Но сам чувствовал, что гнев проходит, остывает. В сердце осталась только муть, горькая, отравная. Да где-то шевелился червячок сомненья: «Нехорошо, однако, вышло…»
Молча стал ходить по комнатке. А она сидела за столом, потихоньку всхлипывала, то и дело вытирая платочком лицо. Светлый ситчик на груди был в темных пятнах от слез.
— Вот что…—наконец сказал он спокойно. — Тамара Васильевна! Я сам понимаю, что это не совсем красиво… И за поступок мой, и за скверные слова прошу прощения…
— Мне не нужны ни ваши извинения, ни, тем более, вы сами…
— Однако это не по-соседски! Разве же так можно? Тут Свистун опять начал было горячиться: ты перед ней человек человеком, а она еще фортели выкидывает. Однако подошел к ней, остановился.
— Ну, Тамара Васильевна, бросьте злиться… Вы такая хорошая, такая славная, давайте вашу руку на мир… Ну вот, разве можно злиться такому милому цыпунчику…
Она так стремительно вырвала руку, что он невольно отшатнулся.
— Знаете что? — приподнялась она на стуле, и в ее глазах блеснули колючие огоньки.— Никогда при мне не говорите таких гадких, пошлых слов…
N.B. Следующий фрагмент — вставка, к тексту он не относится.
PR #465, opened 2025-03-21
Add delete to vulnreport endpoint

git-hyagi:
ref: https://issues.redhat.com/browse/PULP-414

### DIFF
--- a/pulp_service/pulp_service/app/viewsets.py
+++ b/pulp_service/pulp_service/app/viewsets.py
@@ -13,7 +13,7 @@ from rest_framework import status
 from rest_framework.exceptions import APIException
 from rest_framework.response import Response
 from rest_framework.views import APIView
-from rest_framework.mixins import ListModelMixin, RetrieveModelMixin
+from rest_framework.mixins import DestroyModelMixin, ListModelMixin, RetrieveModelMixin
 
 from pulpcore.app.response import OperationPostponedResponse
 from pulpcore.app.viewsets import ContentGuardViewSet, NamedModelViewSet, RolesMixin, TaskViewSet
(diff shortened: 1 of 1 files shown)


bmbouter:
There could be other errors in the background thread that cause it to die and could cause MainThread to deadlock... Consider this AI response and example about how to make this pattern more durable (several ways).

```
Handling exceptions in a background thread and ensuring the main thread does not deadlock when waiting on a queue can be tricky. Here's a structured approach to handle this gracefully:
Key Considerations:

    Exception Propagation: Ensure exceptions from the background thread are propagated to the main thread.

    Queue Timeout: Use a timeout when waiting on the queue to avoid indefinite blocking.

    Thread State Monitoring: Check if the background thread is still alive before waiting on the queue.

    Graceful Shutdown: Ensure the background thread can signal the main thread to stop waiting.

Implementation Example
python
Copy

import threading
import queue
import time
import sys

def background_task(q):
    try:
        for i in range(5):
            print(f"Background thread working: {i}")
            time.sleep(1)
            if i == 3:
                raise RuntimeError("Simulated error in background thread")
            q.put(i)
    except Exception as e:
        # Put the exception in the queue to notify the main thread
        q.put(e)
    finally:
        # Signal that the thread is done
        q.put(None)

def main():
    q = queue.Queue()
    thread = threading.Thread(target=background_task, args=(q,))
    thread.start()

    while True:
        try:
            # Wait for items with a timeout to avoid deadlock
            item = q.get(timeout=1)
            if item is None:
                print("Background thread finished.")
                break
            elif isinstance(item, Exception):
                print(f"Exception in background thread: {item}")
                break
            else:
                print(f"Main thread received: {item}")
        except queue.Empty:
            # Check if the background thread is still alive
            if not thread.is_alive():
                print("Background thread died unexpectedly.")
                break

    thread.join()  # Ensure the thread is cleaned up
    print("Main thread exiting.")

if __name__ == "__main__":
    main()

Explanation:

    Background Thread:

        The background thread performs its tasks and puts results into the queue.

        If an exception occurs, it puts the exception into the queue.

        It signals completion by putting None into the queue.

    Main Thread:

        Uses q.get(timeout=1) to wait for items with a timeout, avoiding indefinite blocking.

        Checks if the background thread is still alive if the queue is empty.

        Handles exceptions from the background thread by breaking the loop.

        Ensures the background thread is joined before exiting.

Key Points:

    Timeout: Using a timeout in q.get() ensures the main thread doesn't block indefinitely.

    Exception Handling: Exceptions from the background thread are propagated to the main thread via the queue.

    Graceful Shutdown: The background thread signals completion by putting None into the queue.

This approach ensures the main thread can handle exceptions and avoid deadlocks gracefully.
```

bmbouter:
@git-hyagi if you want to move the bugfix to its own PR to get the delete in more quickly feel free. That part looks fine. Or not, it's up to you.

git-hyagi:
@bmbouter thank you for all the explanations and help!!
I am going to move the bugfix to its own PR, since it is not that simple.

bmbouter (approved):
Thank you!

«Ну и ежик в юбке!»— подумал Свистун, не зная, с какой стороны подойти к девушке, чтобы помириться с ней, чтобы она в конце концов не считала, что он — такая последняя свинья.
Скрипнула дверь, и в комнатку вошел незнакомец. Он расплылся в ласковой улыбке, хотя она не очень гармонировала с его землистыми, впалыми щеками. Стоял на пороге и потирал руки. Потирал от холода или от какого-то радостного, приятного чувства. Губы его шептали:
— Вот хорошо, хорошо!
— Что хорошо? — загорелась девушка.
— Кто? — скорей не словом, а взглядом спросил Свистун, повернувшись к девушке,
— Брат. Двоюродный. Знакомьтесь…
Свистун потянулся было к кожанке, но его руку перехватил Николай Игнатьевич.
— Куда вы, куда? Только попали к нам и бежать. Так не делается. Я ведь старший в этом доме. Гость сестры — и мой гость. Зовут меня Николаем Игнатьевичем Збыневским… Я думаю, для первого знакомства мы с вами опрокинем по чарочке. Такой первачок мне знакомые из Слуцка принесли…
Даже чихнул Свистун, по-видимому простыл в лесу. И так запершило в горле, что напоминание о первачке пришлось как раз кстати.